* [DESCRIPTION OF THE TASK]: Your answer is to be every line of the material that includes the string "flavor".

* [RAW DATA]:

"""

PR #126, opened 2016-06-28
Add this parameters

sandersn:
Add this-parameters to event handler so that intellisense improves when assigning literals, and assignability checking improves when assigning functions that have this parameters themselves.

### DIFF
--- a/TS.fsx
+++ b/TS.fsx
@@ -243,6 +243,11 @@ let EmitEnums () =
     let emitEnum (e: Browser.Enum) = Pt.printl "declare var %s: string;" e.Name
     browser.Enums |> Array.iter emitEnum
 
+let EmitEventHandlerThis = function
+| (_, "") -> "this: this"
+| (Worker, _) -> "this: WorkerGlobalScope"
+| _ -> "this: Window"
+
 let EmitProperties flavor prefix (emitScope: EmitScope) (i: Browser.Interface)=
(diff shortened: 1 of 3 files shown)


sandersn:
Looks like the linter failed on the branch build. It's in a file that this PR doesn't change -- any idea why?

sandersn:
@yuit points out that the break is from our peer dependency on tslint

zhengbli:
Re-running CI to make sure the tests pass.

TS.fsx
```diff
@@ -243,6 +243,11 @@ let EmitEnums () =
     let emitEnum (e: Browser.Enum) = Pt.printl "declare var %s: string;" e.Name
     browser.Enums |> Array.iter emitEnum
 
+let EmitEventHandlerThis = function
```
zhengbli: We have a function `GetGlobalPollutor` which will get the global pollutor type according to the spec. So it will be
```fs
let EmitEventHandlerThis = function
| _, "" -> "this: this"
| flavor, _ -> match GetGlobalPollutor flavor with
               | Some pollutor -> "this: " + pollutor
               | _ -> ""
```

sandersn: Fixed. I got rid of the outer `match` since it wasn't doing much work any more.

zhengbli:
👍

"""

* [RESULT FOR THIS EXERCISE]:
 let EmitProperties flavor prefix (emitScope: EmitScope) (i: Browser.Interface)=
| flavor, _ -> match GetGlobalPollutor flavor with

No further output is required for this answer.